Directions: Nothing after the line containing "elibritstein: it is" belongs in the answer; write out exactly every line from the start of the material up to it, including it.

- Opening Delimiter -

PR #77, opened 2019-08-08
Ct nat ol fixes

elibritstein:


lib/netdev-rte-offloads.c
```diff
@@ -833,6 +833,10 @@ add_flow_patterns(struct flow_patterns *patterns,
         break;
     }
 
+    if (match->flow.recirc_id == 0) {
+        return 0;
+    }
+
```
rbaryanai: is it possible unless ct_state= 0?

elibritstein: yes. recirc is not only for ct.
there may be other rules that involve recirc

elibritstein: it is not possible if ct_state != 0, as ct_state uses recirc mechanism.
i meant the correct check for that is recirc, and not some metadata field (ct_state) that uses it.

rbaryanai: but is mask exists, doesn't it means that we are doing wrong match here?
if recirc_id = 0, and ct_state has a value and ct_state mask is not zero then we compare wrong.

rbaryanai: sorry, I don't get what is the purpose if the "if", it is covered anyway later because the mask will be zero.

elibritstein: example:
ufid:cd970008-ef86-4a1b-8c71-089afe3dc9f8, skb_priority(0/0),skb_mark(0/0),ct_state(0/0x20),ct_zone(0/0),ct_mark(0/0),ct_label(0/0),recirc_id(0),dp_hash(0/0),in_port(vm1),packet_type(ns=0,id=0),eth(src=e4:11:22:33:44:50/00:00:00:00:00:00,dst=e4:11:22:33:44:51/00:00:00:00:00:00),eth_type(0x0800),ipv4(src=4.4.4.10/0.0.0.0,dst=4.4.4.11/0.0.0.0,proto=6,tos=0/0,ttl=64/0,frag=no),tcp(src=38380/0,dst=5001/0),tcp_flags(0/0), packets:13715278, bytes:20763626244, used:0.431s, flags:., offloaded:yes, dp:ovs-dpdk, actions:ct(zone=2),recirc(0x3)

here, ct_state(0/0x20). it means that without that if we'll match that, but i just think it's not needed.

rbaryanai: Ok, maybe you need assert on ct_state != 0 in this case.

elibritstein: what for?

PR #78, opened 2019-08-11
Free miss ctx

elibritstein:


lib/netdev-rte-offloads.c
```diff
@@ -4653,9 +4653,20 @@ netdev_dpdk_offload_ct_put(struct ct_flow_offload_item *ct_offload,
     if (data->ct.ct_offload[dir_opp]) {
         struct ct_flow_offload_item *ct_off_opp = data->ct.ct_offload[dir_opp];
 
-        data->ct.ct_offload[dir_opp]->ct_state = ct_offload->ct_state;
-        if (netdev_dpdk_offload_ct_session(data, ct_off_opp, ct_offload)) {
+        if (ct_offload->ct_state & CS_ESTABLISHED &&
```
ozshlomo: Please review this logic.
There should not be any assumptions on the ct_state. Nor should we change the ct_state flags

- Closing Delimiter -

Exercise output:
PR #77, opened 2019-08-08
Ct nat ol fixes

elibritstein:


lib/netdev-rte-offloads.c
```diff
@@ -833,6 +833,10 @@ add_flow_patterns(struct flow_patterns *patterns,
         break;
     }
 
+    if (match->flow.recirc_id == 0) {
+        return 0;
+    }
+
```
rbaryanai: is it possible unless ct_state= 0?

elibritstein: yes. recirc is not only for ct.
there may be other rules that involve recirc

elibritstein: it is not possible if ct_state != 0, as ct_state uses recirc mechanism.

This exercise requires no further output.